TASK INPUT section start

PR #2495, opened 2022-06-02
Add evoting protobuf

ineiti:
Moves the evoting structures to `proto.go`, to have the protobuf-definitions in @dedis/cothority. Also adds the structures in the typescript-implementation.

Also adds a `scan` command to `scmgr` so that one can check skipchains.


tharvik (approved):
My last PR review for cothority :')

TASK INPUT section end
TASK INPUT section start

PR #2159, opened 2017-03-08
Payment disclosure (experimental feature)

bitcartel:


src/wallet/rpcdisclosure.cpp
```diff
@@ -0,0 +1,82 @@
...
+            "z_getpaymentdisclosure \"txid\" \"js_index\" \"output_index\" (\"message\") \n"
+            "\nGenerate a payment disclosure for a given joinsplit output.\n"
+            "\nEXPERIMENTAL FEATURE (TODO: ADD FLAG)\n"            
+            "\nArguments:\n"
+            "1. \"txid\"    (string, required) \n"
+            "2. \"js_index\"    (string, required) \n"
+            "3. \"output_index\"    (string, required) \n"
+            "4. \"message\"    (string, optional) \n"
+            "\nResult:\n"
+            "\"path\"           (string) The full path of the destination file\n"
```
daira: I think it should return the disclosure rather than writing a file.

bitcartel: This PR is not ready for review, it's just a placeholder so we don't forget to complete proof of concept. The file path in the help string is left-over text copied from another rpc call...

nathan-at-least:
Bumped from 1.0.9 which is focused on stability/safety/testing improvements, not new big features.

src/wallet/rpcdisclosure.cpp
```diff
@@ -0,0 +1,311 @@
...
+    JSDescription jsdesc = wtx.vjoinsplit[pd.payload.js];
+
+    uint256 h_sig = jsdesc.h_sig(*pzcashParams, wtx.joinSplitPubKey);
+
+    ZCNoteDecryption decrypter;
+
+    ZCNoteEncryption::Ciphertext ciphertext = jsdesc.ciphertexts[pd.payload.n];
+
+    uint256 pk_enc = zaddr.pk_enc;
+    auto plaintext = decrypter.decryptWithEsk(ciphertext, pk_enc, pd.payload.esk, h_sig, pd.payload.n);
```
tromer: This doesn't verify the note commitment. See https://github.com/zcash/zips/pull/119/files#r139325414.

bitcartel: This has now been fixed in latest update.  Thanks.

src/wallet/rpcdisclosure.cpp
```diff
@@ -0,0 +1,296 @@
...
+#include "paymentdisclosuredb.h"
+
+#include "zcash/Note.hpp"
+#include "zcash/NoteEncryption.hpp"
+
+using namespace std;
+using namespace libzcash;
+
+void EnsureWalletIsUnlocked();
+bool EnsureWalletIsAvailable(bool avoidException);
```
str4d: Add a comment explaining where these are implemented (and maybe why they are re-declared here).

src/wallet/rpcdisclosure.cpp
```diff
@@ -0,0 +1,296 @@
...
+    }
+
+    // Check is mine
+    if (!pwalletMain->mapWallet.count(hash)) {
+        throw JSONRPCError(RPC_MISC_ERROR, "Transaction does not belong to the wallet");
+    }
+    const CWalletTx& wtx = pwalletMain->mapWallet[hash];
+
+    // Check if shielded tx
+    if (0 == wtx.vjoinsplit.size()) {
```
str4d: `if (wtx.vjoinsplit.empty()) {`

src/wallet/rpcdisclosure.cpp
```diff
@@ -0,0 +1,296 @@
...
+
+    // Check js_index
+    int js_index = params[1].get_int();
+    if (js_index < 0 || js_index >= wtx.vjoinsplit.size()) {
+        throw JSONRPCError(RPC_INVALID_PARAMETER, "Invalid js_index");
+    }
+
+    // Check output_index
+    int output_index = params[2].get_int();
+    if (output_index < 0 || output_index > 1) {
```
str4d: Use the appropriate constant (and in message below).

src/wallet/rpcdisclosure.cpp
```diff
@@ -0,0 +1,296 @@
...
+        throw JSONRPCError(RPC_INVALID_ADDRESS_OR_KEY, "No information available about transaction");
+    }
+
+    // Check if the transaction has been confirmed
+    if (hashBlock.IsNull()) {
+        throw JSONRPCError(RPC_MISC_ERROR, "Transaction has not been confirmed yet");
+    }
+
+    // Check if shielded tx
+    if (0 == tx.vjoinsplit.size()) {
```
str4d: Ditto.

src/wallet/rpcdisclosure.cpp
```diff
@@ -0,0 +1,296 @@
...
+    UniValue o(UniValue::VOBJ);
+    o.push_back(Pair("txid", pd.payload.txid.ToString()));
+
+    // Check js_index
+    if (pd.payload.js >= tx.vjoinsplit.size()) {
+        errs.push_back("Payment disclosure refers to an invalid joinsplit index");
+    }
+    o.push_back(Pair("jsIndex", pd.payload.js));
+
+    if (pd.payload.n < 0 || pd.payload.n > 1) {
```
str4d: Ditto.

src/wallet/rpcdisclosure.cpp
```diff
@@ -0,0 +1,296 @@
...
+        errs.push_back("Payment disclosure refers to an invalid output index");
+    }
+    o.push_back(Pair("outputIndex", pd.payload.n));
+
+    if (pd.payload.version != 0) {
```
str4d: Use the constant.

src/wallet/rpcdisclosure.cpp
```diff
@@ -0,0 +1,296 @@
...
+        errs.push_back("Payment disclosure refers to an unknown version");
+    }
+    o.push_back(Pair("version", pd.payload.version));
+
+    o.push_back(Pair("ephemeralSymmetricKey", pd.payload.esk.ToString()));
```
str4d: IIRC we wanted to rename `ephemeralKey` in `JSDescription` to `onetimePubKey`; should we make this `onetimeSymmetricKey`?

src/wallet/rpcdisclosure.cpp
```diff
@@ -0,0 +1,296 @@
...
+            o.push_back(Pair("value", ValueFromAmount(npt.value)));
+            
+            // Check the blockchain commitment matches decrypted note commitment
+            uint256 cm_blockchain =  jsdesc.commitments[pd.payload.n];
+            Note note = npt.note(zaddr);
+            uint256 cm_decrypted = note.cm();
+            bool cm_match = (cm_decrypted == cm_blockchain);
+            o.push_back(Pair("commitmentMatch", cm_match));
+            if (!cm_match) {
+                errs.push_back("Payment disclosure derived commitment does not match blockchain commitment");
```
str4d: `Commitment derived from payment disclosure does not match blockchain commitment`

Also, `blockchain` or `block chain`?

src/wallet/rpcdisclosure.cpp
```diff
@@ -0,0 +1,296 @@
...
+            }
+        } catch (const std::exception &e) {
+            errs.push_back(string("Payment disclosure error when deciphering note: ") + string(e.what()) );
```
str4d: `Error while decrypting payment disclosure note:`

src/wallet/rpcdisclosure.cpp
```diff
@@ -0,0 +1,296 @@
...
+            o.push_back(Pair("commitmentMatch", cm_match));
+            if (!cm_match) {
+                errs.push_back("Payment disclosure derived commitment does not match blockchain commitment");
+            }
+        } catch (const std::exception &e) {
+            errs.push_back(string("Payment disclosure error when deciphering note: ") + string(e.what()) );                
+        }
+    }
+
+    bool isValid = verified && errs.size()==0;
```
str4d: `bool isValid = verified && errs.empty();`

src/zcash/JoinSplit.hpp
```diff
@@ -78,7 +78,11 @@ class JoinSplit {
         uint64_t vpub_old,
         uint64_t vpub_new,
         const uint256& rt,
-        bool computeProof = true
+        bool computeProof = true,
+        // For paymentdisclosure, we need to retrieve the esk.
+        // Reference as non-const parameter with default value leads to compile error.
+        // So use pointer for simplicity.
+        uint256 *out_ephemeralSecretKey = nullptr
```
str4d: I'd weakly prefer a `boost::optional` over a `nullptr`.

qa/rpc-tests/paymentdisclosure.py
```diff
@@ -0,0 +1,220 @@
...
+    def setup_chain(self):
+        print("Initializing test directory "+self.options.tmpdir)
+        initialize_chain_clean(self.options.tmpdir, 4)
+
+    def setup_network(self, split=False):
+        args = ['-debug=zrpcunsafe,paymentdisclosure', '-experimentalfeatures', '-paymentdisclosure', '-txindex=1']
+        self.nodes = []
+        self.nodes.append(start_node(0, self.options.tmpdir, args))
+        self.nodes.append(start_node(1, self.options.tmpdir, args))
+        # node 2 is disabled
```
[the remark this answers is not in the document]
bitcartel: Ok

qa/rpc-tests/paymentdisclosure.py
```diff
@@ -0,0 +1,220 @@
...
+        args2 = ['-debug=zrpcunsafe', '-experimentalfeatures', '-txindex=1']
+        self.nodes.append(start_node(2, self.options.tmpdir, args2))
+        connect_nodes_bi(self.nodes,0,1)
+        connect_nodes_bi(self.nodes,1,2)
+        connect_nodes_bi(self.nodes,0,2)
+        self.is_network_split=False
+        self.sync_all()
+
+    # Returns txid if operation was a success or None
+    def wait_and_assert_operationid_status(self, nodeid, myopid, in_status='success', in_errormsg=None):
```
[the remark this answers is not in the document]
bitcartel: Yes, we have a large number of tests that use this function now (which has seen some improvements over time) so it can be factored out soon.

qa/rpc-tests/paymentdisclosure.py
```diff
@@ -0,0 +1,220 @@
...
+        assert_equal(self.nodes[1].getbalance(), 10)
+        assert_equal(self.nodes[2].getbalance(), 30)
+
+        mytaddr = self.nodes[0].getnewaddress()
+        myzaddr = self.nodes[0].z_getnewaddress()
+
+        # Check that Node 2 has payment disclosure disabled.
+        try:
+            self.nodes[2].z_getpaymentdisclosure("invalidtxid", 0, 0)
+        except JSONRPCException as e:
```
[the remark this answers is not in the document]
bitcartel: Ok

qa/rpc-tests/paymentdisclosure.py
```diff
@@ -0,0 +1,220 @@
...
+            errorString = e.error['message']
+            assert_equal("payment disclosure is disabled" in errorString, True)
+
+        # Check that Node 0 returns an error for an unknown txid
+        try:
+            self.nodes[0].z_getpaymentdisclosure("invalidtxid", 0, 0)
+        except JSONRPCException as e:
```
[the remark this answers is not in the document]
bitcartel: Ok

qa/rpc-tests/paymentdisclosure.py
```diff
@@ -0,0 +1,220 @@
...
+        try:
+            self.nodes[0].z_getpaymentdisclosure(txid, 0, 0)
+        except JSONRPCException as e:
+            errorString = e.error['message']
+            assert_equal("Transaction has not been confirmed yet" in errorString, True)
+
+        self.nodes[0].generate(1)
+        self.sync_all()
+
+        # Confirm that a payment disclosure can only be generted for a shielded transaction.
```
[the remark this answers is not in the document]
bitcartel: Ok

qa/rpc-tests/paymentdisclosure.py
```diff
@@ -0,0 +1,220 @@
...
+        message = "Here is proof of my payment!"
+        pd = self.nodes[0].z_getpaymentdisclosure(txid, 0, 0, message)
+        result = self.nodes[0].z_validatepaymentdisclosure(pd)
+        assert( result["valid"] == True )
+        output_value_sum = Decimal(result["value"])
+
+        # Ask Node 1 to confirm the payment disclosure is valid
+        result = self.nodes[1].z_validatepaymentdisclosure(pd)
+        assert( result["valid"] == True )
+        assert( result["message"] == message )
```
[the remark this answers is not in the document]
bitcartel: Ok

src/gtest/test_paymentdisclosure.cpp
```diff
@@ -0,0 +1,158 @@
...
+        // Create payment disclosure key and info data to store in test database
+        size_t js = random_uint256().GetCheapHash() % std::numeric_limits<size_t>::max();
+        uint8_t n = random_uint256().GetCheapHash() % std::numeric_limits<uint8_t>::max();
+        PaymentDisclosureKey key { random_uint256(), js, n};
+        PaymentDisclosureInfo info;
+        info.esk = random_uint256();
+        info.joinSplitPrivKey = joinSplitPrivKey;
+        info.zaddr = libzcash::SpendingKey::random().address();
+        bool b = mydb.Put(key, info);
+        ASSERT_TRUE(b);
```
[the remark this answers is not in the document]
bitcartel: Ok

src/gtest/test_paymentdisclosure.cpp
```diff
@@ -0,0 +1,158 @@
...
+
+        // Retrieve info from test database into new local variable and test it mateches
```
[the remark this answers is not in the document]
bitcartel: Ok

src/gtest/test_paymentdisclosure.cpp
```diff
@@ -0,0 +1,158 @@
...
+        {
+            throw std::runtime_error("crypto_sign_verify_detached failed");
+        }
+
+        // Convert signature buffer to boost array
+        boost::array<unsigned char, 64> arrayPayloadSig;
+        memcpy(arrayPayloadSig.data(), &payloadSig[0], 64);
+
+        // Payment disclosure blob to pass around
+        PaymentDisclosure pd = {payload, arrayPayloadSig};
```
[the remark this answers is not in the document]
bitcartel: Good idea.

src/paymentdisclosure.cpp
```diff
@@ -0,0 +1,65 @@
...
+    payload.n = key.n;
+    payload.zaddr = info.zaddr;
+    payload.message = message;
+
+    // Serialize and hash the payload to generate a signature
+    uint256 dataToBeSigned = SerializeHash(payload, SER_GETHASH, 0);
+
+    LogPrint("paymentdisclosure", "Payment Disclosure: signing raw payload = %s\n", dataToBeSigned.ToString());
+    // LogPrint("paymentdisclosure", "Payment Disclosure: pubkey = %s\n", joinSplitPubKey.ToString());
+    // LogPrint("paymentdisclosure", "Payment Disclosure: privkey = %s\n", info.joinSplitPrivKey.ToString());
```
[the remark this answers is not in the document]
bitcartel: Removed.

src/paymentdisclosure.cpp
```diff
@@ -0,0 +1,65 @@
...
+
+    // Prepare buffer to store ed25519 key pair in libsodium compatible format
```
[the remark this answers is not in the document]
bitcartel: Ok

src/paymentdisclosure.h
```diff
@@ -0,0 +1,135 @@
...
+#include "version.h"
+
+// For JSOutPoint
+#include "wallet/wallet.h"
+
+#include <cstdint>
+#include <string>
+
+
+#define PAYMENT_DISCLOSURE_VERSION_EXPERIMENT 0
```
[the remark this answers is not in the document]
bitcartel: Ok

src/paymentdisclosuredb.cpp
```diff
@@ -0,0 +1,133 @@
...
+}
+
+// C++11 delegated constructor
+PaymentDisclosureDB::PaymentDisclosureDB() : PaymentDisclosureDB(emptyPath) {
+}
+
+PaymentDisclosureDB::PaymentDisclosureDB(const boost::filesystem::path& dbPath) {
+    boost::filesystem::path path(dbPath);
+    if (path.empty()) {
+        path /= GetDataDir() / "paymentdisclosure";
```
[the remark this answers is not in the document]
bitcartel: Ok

TASK INPUT section end
TASK INPUT section start

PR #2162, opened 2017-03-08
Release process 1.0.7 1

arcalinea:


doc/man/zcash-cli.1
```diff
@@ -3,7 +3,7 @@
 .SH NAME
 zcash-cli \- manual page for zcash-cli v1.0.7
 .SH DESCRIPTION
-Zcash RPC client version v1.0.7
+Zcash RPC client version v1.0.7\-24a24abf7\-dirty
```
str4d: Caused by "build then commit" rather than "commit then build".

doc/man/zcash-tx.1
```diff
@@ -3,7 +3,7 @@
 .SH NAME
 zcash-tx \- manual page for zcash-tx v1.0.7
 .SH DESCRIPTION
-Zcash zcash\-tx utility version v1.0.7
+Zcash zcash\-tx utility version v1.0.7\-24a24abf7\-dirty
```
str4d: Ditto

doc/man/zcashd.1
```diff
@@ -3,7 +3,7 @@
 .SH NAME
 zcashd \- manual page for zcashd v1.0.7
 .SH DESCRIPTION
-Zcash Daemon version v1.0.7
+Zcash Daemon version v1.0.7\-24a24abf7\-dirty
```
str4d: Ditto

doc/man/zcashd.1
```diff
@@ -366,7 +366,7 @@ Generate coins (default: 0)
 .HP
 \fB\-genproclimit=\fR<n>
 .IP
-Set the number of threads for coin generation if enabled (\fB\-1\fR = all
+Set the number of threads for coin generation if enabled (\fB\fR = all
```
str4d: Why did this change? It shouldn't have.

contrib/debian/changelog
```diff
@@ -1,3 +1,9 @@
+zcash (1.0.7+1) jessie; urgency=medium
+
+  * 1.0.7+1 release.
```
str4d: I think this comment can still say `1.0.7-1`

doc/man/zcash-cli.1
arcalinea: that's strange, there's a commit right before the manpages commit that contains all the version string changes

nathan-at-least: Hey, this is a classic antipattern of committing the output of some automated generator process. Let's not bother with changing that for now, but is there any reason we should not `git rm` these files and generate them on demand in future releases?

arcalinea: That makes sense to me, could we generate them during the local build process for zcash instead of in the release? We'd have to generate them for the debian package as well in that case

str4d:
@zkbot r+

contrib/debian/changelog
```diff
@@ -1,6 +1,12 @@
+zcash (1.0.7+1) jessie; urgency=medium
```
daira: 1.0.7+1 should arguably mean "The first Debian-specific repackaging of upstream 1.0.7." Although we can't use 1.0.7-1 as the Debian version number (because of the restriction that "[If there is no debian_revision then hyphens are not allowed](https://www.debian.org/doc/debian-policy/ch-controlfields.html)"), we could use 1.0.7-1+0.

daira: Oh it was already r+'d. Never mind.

TASK INPUT section end

■ **WHAT TO WORK ON**
Filter the listing above for the string "number" and copy every matching line.

■ **ANSWER TO THIS EXERCISE**
bitcartel: Yes, we have a large number of tests that use this function now (which has seen some improvements over time) so it can be factored out soon.
-Set the number of threads for coin generation if enabled (\fB\-1\fR = all
+Set the number of threads for coin generation if enabled (\fB\fR = all
daira: 1.0.7+1 should arguably mean "The first Debian-specific repackaging of upstream 1.0.7." Although we can't use 1.0.7-1 as the Debian version number (because of the restriction that "[If there is no debian_revision then hyphens are not allowed](https://www.debian.org/doc/debian-policy/ch-controlfields.html)"), we could use 1.0.7-1+0.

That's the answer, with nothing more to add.